PR #10218, opened 2023-09-25
[Network] Reduce lock contention in the peers and metadata struct.

JoshLind:
Note: this PR is built on: https://github.com/aptos-labs/aptos-core/pull/10217

### Description
This PR offers two modifications to the peers and metadata struct (to help reduce read lock contention). Each modification is offered in its own commit:
1. Replace `Arc<RwLock<PeerSet>>>` with `Arc<ArcSwap<PeerSet>>>` in the `trusted_peers` set. Given that the trusted peers will be read frequently, but changed infrequently (e.g., during epoch changes), it makes sense to optimize these for reads.
2. To reduce lock contention on `peers_and_metadata`, we add a cached copy of the data to service all reads. The cached copy is updated every time `peers_and_metadata` is updated (which happens semi-frequently). The benefit of this approach is that reads do not need to wait for any locks. This is crucial because we expect `peers_and_metadata` to be read very frequently (e.g., with the new peer monitoring service optimizations).

### Test Plan
New and existing tests.

### DIFF
--- a/network/framework/src/connectivity_manager/mod.rs
+++ b/network/framework/src/connectivity_manager/mod.rs
@@ -39,7 +39,6 @@ use aptos_config::{
     network_id::NetworkContext,
 };
 use aptos_crypto::x25519;
-use aptos_infallible::RwLock;
 use aptos_logger::prelude::*;
 use aptos_netcore::transport::ConnectionOrigin;
 use aptos_num_variants::NumVariants;
@@ -59,7 +58,7 @@ use serde::Serialize;
 use std::{
     cmp::{min, Ordering},
     collections::{hash_map::Entry, HashMap, HashSet},
-    fmt, mem,
+    fmt,
     sync::Arc,
     time::{Duration, SystemTime},
 };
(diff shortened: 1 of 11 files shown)


bchocho (approved):
LGTM

network/framework/src/connectivity_manager/mod.rs
```diff
@@ -810,13 +807,16 @@ where
...
-            // the write lock.
-            if let Some(trusted_peers) = self.get_trusted_peers() {
-                let _old_eligible = {
-                    let mut trusted_peers = trusted_peers.write();
-                    mem::replace(&mut *trusted_peers, new_eligible)
-                };
+            // Swap in the new eligible peers set
+            if let Err(error) = self
+                .peers_and_metadata
+                .set_trusted_peers(&self.network_context.network_id(), new_eligible)
```
brianolson, line 813: I like `set_trusted_peers()` a lot better than returning a mutable container

brianolson (approved):
the local cache inside PeersAndMetadata probably does a lot of the good without the API changes I'm planning for the network/framework2 code.

perryjrandall (approved):
beautiful tests <3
============================================================
Please give each line above again, word for word.

_RESPONSE TO THE EXERCISE_.
PR #10218, opened 2023-09-25
[Network] Reduce lock contention in the peers and metadata struct.

JoshLind:
Note: this PR is built on: https://github.com/aptos-labs/aptos-core/pull/10217

### Description
This PR offers two modifications to the peers and metadata struct (to help reduce read lock contention). Each modification is offered in its own commit:
1. Replace `Arc<RwLock<PeerSet>>>` with `Arc<ArcSwap<PeerSet>>>` in the `trusted_peers` set. Given that the trusted peers will be read frequently, but changed infrequently (e.g., during epoch changes), it makes sense to optimize these for reads.
2. To reduce lock contention on `peers_and_metadata`, we add a cached copy of the data to service all reads. The cached copy is updated every time `peers_and_metadata` is updated (which happens semi-frequently). The benefit of this approach is that reads do not need to wait for any locks. This is crucial because we expect `peers_and_metadata` to be read very frequently (e.g., with the new peer monitoring service optimizations).

### Test Plan
New and existing tests.

### DIFF
--- a/network/framework/src/connectivity_manager/mod.rs
+++ b/network/framework/src/connectivity_manager/mod.rs
@@ -39,7 +39,6 @@ use aptos_config::{
     network_id::NetworkContext,
 };
 use aptos_crypto::x25519;
-use aptos_infallible::RwLock;
 use aptos_logger::prelude::*;
 use aptos_netcore::transport::ConnectionOrigin;
 use aptos_num_variants::NumVariants;
@@ -59,7 +58,7 @@ use serde::Serialize;
 use std::{
     cmp::{min, Ordering},
     collections::{hash_map::Entry, HashMap, HashSet},
-    fmt, mem,
+    fmt,
     sync::Arc,
     time::{Duration, SystemTime},
 };
(diff shortened: 1 of 11 files shown)


bchocho (approved):
LGTM

network/framework/src/connectivity_manager/mod.rs
```diff
@@ -810,13 +807,16 @@ where
...
-            // the write lock.
-            if let Some(trusted_peers) = self.get_trusted_peers() {
-                let _old_eligible = {
-                    let mut trusted_peers = trusted_peers.write();
-                    mem::replace(&mut *trusted_peers, new_eligible)
-                };
+            // Swap in the new eligible peers set
+            if let Err(error) = self
+                .peers_and_metadata
+                .set_trusted_peers(&self.network_context.network_id(), new_eligible)
```
brianolson, line 813: I like `set_trusted_peers()` a lot better than returning a mutable container

brianolson (approved):
the local cache inside PeersAndMetadata probably does a lot of the good without the API changes I'm planning for the network/framework2 code.

perryjrandall (approved):
beautiful tests <3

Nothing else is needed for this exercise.